[Records from a dataset]
PR #870, opened 2018-03-30
Add monitor to keep track of current value of App Services env vars

d3r3kk:
Corrects aspects of issue #868, further to PR #869.

Use to keep the value of WEBSITE_SITE_NAME and other App Services values current during runtime, as these values can change when swapping App Service applications from one slot to the next.

Initial PR to bring discussion on the fix, and get some feedback before pushing to Heartbeat update as well.

### DIFF
--- a/Src/WindowsServer/WindowsServer.Shared/AzureWebAppRoleEnvironmentTelemetryInitializer.cs
+++ b/Src/WindowsServer/WindowsServer.Shared/AzureWebAppRoleEnvironmentTelemetryInitializer.cs
@@ -1,8 +1,6 @@
 ﻿namespace Microsoft.ApplicationInsights.WindowsServer
 {
     using System;
-    using System.Threading;
-
     using Microsoft.ApplicationInsights.Channel;
     using Microsoft.ApplicationInsights.Extensibility;
     using Microsoft.ApplicationInsights.Extensibility.Implementation;
@@ -18,9 +16,6 @@
 
         /// <summary>Predefined suffix for Azure Web App Hostname.</summary>
         private const string WebAppSuffix = ".azurewebsites.net";
-
-        private string nodeName;
-        private string roleName;
 
         /// <summary>
         /// Initializes a new instance of the <see cref="AzureWebAppRoleEnvironmentTelemetryInitializer" /> class.
@@ -38,8 +33,7 @@
         {
             if (string.IsNullOrEmpty(telemetry.Context.Cloud.RoleName))
             {
-                string name = LazyInitializer.EnsureInitialized(ref this.roleName, this.GetRoleName);
-                telemetry.Context.Cloud.RoleName = name;
+                telemetry.Context.Cloud.RoleName = this.GetRoleName();
             }
 
             if (string.IsNullOrEmpty(telemetry.Context.GetInternalContext().NodeName))
@@ -61,8 +55,9 @@
 
         private string GetNodeName()
         {
-            AppServiceEnvVarMonitor.GetUpdatedEnvironmentVariable(WebAppHostNameEnvironmentVariable, ref this.nodeName);
-            return this.nodeName;
+            string nodeName = string.Empty;
+            AppServiceEnvVarMonitor.GetUpdatedEnvironmentVariable(WebAppHostNameEnvironmentVariable, ref nodeName);
+            return nodeName;
         }
     }
 }
--- a/Src/WindowsServer/WindowsServer.Shared/AzureWebAppRoleEnvironmentTelemetryInitializer.cs
+++ b/Src/WindowsServer/WindowsServer.Shared/AzureWebAppRoleEnvironmentTelemetryInitializer.cs
@@ -44,8 +44,7 @@
 
             if (string.IsNullOrEmpty(telemetry.Context.GetInternalContext().NodeName))
             {
-                string name = LazyInitializer.EnsureInitialized(ref this.nodeName, this.GetNodeName);                
-                telemetry.Context.GetInternalContext().NodeName = name;
+                telemetry.Context.GetInternalContext().NodeName = this.GetNodeName();
             }
         }
 
@@ -62,7 +61,8 @@
 
         private string GetNodeName()
         {
-            return Environment.GetEnvironmentVariable(WebAppHostNameEnvironmentVariable) ?? string.Empty;
+            AppServiceEnvVarMonitor.GetUpdatedEnvironmentVariable(WebAppHostNameEnvironmentVariable, ref this.nodeName);
+            return this.nodeName;
         }
     }
 }
--- a/Src/WindowsServer/WindowsServer.Shared/Implementation/AppServiceEnvVarMonitor.cs
+++ b/Src/WindowsServer/WindowsServer.Shared/Implementation/AppServiceEnvVarMonitor.cs
@@ -11,7 +11,7 @@
     internal static class AppServiceEnvVarMonitor
     {
         // Environment variables tracked by this monitor. (internal to allow tests to modify them)
-        internal static Dictionary<string, string> CheckedValues = new Dictionary<string, string>()
+        internal static readonly Dictionary<string, string> CheckedValues = new Dictionary<string, string>()
         {
             { "WEBSITE_SITE_NAME", string.Empty },
             { "WEBSITE_HOME_STAMPNAME", string.Empty },
--- a/Src/WindowsServer/WindowsServer.Shared/Implementation/AppServiceEnvVarMonitor.cs
+++ b/Src/WindowsServer/WindowsServer.Shared/Implementation/AppServiceEnvVarMonitor.cs
@@ -1,0 +1,57 @@
+﻿namespace Microsoft.ApplicationInsights.WindowsServer.Implementation
+{
+    using System;
+    using System.Collections.Generic;
+
+    /// <summary>
+    /// Utility to monitor the value of environment variables which may change 
+    /// during the run of an application. Checks the environment variables 
+    /// intermittently.
+    /// </summary>
+    internal static class AppServiceEnvVarMonitor
+    {
+        internal static TimeSpan CheckInterval = TimeSpan.FromSeconds(30);
+        internal static DateTime LastCheckTime = DateTime.MinValue;
+
+        /// <summary>
+        /// Environment variables tracked by this monitor.
+        /// </summary>
+        internal static Dictionary<string, string> CheckedValues = new Dictionary<string, string>()
+        {
+            { "WEBSITE_SITE_NAME", string.Empty },
+            { "WEBSITE_HOME_STAMPNAME", string.Empty },
+            {  "WEBSITE_HOSTNAME", string.Empty }
+        };
+
+        /// <summary>
+        /// Get the latest value assigned to an environment variable.
+        /// </summary>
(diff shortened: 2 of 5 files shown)


Src/WindowsServer/WindowsServer.Shared/Implementation/AppServiceEnvVarMonitor.cs
```diff
@@ -0,0 +1,57 @@
...
+    using System.Collections.Generic;
+
+    /// <summary>
+    /// Utility to monitor the value of environment variables which may change 
+    /// during the run of an application. Checks the environment variables 
+    /// intermittently.
+    /// </summary>
+    internal static class AppServiceEnvVarMonitor
+    {
+        internal static TimeSpan CheckInterval = TimeSpan.FromSeconds(30);
```
pharring: Nit: `readonly`

Src/WindowsServer/WindowsServer.Shared/Implementation/AppServiceEnvVarMonitor.cs
```diff
@@ -0,0 +1,57 @@
...
+            }
+        }
+
+        /// <summary>
+        /// Simply update the stored environment variables if the last time we 
+        /// checked from now is greater than the check interval.
+        /// </summary>
+        private static void CheckVariablesIntermittent()
+        {
+            DateTime checkTime = DateTime.Now;
```
pharring: Always use `DateTime.UtcNow` to avoid an expensive local timezone lookup.

Src/WindowsServer/WindowsServer.Shared/Implementation/AppServiceEnvVarMonitor.cs
```diff
@@ -0,0 +1,57 @@
...
+            if (checkTime - LastCheckTime > CheckInterval)
```
pharring: For bonus perf points, instead of `LastCheckTime` compute and store `NextCheckTime` (i.e. the time after which you should check again) and avoid the subtraction in the common case and make it an addition in the rare case.
i.e.
```C#
DateTime now = DateTime.UtcNow;
if (now > NextCheckTime)
{
    NextCheckTime = now + CheckInterval;
   // etc.
}
```

SergeyKanzhelev:
@d3r3kk can you please confirm you actually tried it and this code works before I'll be reviewing it? From the fast glance this is NOT the fix that suppose to be working.

Src/WindowsServer/WindowsServer.Shared/Implementation/AppServiceEnvVarMonitor.cs
```diff
@@ -0,0 +1,57 @@
...
+
+    /// <summary>
+    /// Utility to monitor the value of environment variables which may change 
+    /// during the run of an application. Checks the environment variables 
+    /// intermittently.
+    /// </summary>
+    internal static class AppServiceEnvVarMonitor
+    {
+        internal static TimeSpan CheckInterval = TimeSpan.FromSeconds(30);
+        internal static DateTime LastCheckTime = DateTime.MinValue;
```
pharring: Nit: `private` (unless you need to change it in unit tests.)

Src/WindowsServer/WindowsServer.Shared/Implementation/AppServiceEnvVarMonitor.cs
```diff
@@ -0,0 +1,57 @@
...
+
+        /// <summary>
+        /// Environment variables tracked by this monitor.
+        /// </summary>
+        internal static Dictionary<string, string> CheckedValues = new Dictionary<string, string>()
```
pharring: Nit: `private static readonly` (unless you need to change it in unit tests.)

Src/WindowsServer/WindowsServer.Shared/Implementation/AppServiceEnvVarMonitor.cs
```diff
@@ -0,0 +1,57 @@
...
+        {
+            { "WEBSITE_SITE_NAME", string.Empty },
+            { "WEBSITE_HOME_STAMPNAME", string.Empty },
+            {  "WEBSITE_HOSTNAME", string.Empty }
```
pharring: Nit: extra space (alignment)

d3r3kk:
Thanks for looking this over @pharring, exactly the feedback I was looking for (keeping perf in mind for this task is pretty important I think).

@SergeyKanzhelev I am looking for feedback if this is a decent idea to pursue or not. In principle it *should* work with the idea presented, but I understand if you need to keep your PR review time streamlined - apologies for the noise! I will ensure it works in a test now and ping you for feedback once I've proven it out further.

SergeyKanzhelev:
I gave a link to PR in Azure functions that fixing this issue. Problem there is that sandbox doesn't update every env variable after swap. So I'd like you to make sure it works

Src/WindowsServer/WindowsServer.Shared/Implementation/AppServiceEnvVarMonitor.cs
d3r3kk: Done

Src/WindowsServer/WindowsServer.Shared/Implementation/AppServiceEnvVarMonitor.cs
d3r3kk: Done - good tip, thanks.

Src/WindowsServer/WindowsServer.Shared/Implementation/AppServiceEnvVarMonitor.cs
d3r3kk: Awesome. Done.

Src/WindowsServer/WindowsServer.Shared/Implementation/AppServiceEnvVarMonitor.cs
d3r3kk: `CheckInterval` can be `private`, `NextCheckTime` internal to allow tests to work - added a line comment to call this intention out.

Src/WindowsServer/WindowsServer.Shared/Implementation/AppServiceEnvVarMonitor.cs
d3r3kk: Agreed, done. I am always thrown by the readonly keyword with containers...

Src/WindowsServer/WindowsServer.Shared/Implementation/AppServiceEnvVarMonitor.cs
d3r3kk: Done, this was breaking the build (stylecop).

d3r3kk:
@SergeyKanzhelev Please have a look at this now that I've got it a bit more put together. I've added some test methods to ensure they do what we want, and that the change satisfies the same demands the Web Functions PR did.

Src/WindowsServer/WindowsServer.Shared/Implementation/AppServiceEnvVarMonitor.cs
```diff
@@ -0,0 +1,60 @@
...
+            { "WEBSITE_SITE_NAME", string.Empty },
+            { "WEBSITE_HOME_STAMPNAME", string.Empty },
+            { "WEBSITE_HOSTNAME", string.Empty }
+        };
+
+        // When is the next time we will allow a check to occur? (internal to allow tests to modify this to avoid waits)
+        internal static DateTime NextCheckTime = DateTime.MinValue;
+
+        // how often we allow the code to re-check the environment
+        private static readonly TimeSpan CheckInterval = TimeSpan.FromSeconds(30);
```
cijothomas: Let user configure it?

d3r3kk: Could do, not sure how much value would be there. I propose we raise an issue and chat about it for the next release.

Src/WindowsServer/WindowsServer.Shared/AzureWebAppRoleEnvironmentTelemetryInitializer.cs
```diff
@@ -62,7 +55,9 @@ private string GetRoleName()
 
         private string GetNodeName()
         {
-            return Environment.GetEnvironmentVariable(WebAppHostNameEnvironmentVariable) ?? string.Empty;
+            string nodeName = string.Empty;
+            AppServiceEnvVarMonitor.GetUpdatedEnvironmentVariable(WebAppHostNameEnvironmentVariable, ref nodeName);
```
Dmitry-Matveev: This is no longer lazy initialized and we've added ~3 extra stack frames to every request/dependency in the customer app. Variable will be read synchronously every 30 seconds (may be fine if we do not `Expand..()` it, though).
We may think of an asynchronous approach here. Discussed offline with Derek.

Src/WindowsServer/WindowsServer.Shared/Implementation/AppServiceEnvVarMonitor.cs
```diff
@@ -0,0 +1,60 @@
...
+    /// intermittently.
+    /// </summary>
+    internal static class AppServiceEnvVarMonitor
+    {
+        // Environment variables tracked by this monitor. (internal to allow tests to modify them)
+        internal static readonly Dictionary<string, string> CheckedValues = new Dictionary<string, string>()
+        {
+            { "WEBSITE_SITE_NAME", string.Empty },
+            { "WEBSITE_HOME_STAMPNAME", string.Empty },
+            { "WEBSITE_HOSTNAME", string.Empty }
```
Dmitry-Matveev: In comments for environment variable extraction in [this PR](https://github.com/Azure/azure-webjobs-sdk/pull/1382/files), it's noted that WEBSITE_HOSTNAME is not a reliable source:

> //...refactored so that it did not use WEBSITE_HOSTNAME, which is determined to be unreliable for functions during slot swaps. 

Do we want to rely on that field, or we may use some tricks, e.g. from the same PR to build something more reliable from what we have.

Src/WindowsServer/WindowsServer.Shared/Implementation/AppServiceEnvVarMonitor.cs
Dmitry-Matveev: Let's not overexpose API we are not certain in and may want to pull in the very next PR. We can make it configurable later if we stick with this solution, we cannot unmake public API once it's in stable release without the breaking change.

Src/WindowsServer/WindowsServer.Shared/Implementation/AppServiceEnvVarMonitor.cs
d3r3kk: I say we should resort to these tactics if we have an issue or have proof that App Services are affected by the same failing that Azure Functions are. I have put an issue together to verify that we can detect slot swap using only WEBSITE_HOSTNAME, and to update to using the WEBSITE_SITE_NAME + WEBSITE_SLOT_NAME if the need arises. Note that I've included the WEBSITE_SLOT_NAME in the list of environment variables that the monitor watches for now.

d3r3kk:
I have merged this change into PR #869. Please move comments and issues to that PR.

■ **THE TASK**: Show every line above in which the word "looking" occurs.

■ **ANSWER SPACE**:
Thanks for looking this over @pharring, exactly the feedback I was looking for (keeping perf in mind for this task is pretty important I think).
@SergeyKanzhelev I am looking for feedback if this is a decent idea to pursue or not. In principle it *should* work with the idea presented, but I understand if you need to keep your PR review time streamlined - apologies for the noise! I will ensure it works in a test now and ping you for feedback once I've proven it out further.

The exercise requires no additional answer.